Records drawn from a dataset

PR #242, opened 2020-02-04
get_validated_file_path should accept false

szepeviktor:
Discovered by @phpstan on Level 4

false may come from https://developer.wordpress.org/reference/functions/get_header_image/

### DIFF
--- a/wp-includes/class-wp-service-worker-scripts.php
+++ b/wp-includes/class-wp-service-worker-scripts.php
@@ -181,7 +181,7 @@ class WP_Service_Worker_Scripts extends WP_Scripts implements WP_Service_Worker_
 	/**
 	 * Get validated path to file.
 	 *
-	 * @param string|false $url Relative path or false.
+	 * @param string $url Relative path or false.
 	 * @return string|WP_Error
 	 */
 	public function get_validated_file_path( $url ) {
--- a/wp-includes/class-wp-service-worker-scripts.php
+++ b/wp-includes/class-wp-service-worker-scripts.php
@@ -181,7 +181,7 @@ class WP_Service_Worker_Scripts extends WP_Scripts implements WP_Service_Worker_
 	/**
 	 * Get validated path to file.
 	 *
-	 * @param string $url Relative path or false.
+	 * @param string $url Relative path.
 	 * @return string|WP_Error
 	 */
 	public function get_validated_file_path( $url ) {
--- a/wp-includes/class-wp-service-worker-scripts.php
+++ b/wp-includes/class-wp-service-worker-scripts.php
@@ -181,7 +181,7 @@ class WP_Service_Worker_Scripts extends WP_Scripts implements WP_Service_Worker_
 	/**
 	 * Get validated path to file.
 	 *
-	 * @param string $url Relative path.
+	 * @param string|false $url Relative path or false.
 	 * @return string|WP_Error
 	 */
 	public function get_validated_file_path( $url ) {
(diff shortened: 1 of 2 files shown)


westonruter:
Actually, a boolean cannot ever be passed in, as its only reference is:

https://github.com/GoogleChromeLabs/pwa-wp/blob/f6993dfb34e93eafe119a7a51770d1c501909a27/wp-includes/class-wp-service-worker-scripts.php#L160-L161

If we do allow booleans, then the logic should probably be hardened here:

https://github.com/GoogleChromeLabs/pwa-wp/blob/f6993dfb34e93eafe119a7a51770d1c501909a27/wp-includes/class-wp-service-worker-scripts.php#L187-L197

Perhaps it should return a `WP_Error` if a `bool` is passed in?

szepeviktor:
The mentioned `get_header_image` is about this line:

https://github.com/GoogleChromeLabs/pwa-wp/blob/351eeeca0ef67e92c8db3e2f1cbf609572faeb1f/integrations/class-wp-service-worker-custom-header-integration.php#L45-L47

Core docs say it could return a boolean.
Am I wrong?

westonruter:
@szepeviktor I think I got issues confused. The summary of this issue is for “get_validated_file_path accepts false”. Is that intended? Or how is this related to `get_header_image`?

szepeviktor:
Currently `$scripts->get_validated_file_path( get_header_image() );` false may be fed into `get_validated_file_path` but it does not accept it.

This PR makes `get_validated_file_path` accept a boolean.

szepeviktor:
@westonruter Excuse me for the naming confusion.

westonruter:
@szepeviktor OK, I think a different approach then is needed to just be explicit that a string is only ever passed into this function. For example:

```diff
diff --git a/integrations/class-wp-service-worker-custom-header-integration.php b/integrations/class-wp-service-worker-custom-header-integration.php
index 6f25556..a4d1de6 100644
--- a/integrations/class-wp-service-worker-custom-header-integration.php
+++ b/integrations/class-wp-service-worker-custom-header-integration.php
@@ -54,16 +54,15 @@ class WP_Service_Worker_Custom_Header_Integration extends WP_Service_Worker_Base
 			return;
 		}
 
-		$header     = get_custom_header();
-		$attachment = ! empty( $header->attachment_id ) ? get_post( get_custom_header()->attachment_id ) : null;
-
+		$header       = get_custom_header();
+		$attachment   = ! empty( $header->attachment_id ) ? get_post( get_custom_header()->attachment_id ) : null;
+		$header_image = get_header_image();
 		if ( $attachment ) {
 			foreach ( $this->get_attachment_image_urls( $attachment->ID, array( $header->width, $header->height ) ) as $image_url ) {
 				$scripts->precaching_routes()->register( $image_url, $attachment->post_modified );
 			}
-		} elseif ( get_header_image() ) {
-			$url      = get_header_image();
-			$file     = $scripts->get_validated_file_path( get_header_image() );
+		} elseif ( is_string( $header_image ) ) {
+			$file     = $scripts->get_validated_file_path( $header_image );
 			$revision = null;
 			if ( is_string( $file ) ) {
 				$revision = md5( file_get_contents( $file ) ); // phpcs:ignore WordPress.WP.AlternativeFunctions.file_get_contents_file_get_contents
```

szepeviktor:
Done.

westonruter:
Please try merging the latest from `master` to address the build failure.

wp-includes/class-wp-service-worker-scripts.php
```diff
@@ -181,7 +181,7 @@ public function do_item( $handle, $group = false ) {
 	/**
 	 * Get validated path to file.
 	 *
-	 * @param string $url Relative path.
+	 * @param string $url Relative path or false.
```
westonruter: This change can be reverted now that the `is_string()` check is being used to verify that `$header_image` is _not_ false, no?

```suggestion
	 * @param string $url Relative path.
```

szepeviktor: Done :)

...

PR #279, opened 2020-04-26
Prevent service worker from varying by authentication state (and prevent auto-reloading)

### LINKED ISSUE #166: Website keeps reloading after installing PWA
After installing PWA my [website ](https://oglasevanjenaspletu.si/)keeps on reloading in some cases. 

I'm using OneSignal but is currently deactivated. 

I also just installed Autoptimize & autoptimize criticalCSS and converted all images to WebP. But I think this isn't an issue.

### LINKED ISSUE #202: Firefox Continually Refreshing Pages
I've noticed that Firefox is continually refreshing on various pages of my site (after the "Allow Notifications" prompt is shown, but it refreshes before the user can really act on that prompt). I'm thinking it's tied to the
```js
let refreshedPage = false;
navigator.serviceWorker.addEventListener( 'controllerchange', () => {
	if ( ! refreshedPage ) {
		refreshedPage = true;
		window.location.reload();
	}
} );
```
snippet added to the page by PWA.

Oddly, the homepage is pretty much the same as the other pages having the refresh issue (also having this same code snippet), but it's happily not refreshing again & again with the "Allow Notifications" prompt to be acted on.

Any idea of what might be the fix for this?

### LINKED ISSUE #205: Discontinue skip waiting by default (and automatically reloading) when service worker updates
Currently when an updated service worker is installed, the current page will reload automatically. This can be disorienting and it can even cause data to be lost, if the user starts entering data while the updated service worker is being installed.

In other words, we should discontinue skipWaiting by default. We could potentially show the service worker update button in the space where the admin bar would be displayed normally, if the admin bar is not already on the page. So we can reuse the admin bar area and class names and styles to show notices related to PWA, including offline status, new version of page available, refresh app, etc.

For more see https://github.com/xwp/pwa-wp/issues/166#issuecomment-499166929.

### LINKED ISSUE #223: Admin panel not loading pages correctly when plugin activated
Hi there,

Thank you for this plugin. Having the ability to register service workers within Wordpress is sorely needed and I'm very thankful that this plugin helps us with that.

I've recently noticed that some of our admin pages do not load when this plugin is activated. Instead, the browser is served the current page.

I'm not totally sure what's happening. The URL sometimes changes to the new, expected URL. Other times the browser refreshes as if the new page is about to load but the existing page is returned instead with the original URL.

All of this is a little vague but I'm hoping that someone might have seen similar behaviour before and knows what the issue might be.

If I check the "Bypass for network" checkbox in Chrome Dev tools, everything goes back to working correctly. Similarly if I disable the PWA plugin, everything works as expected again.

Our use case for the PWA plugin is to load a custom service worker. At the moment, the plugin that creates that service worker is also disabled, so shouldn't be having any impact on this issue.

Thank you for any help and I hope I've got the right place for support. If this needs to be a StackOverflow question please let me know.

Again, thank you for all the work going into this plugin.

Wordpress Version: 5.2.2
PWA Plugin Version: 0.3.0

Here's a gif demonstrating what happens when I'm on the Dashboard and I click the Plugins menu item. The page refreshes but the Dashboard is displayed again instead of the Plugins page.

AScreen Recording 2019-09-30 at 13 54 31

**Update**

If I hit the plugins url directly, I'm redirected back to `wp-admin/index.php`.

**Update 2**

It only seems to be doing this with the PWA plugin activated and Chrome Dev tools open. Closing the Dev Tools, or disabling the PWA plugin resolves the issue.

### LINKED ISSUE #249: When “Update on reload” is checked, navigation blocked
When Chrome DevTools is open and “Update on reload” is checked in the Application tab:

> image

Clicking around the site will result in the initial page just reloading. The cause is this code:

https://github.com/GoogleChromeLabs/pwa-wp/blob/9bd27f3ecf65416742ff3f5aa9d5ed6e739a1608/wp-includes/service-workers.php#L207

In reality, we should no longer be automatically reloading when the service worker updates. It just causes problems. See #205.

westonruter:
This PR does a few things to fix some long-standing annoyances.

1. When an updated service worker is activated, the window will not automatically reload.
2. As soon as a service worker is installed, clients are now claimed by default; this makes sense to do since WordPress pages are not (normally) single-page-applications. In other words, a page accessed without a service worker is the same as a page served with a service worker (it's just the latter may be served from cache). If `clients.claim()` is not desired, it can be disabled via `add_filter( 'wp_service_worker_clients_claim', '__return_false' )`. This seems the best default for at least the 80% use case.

YOUR ASSIGNMENT
Your task is to restate, word for word, only those lines above that fall between the line holding "Core docs say it could return a boolean." and the line holding "not accept it.", inclusive.

RESULT
Core docs say it could return a boolean.
Am I wrong?

westonruter:
@szepeviktor I think I got issues confused. The summary of this issue is for “get_validated_file_path accepts false”. Is that intended? Or how is this related to `get_header_image`?

szepeviktor:
Currently `$scripts->get_validated_file_path( get_header_image() );` false may be fed into `get_validated_file_path` but it does not accept it.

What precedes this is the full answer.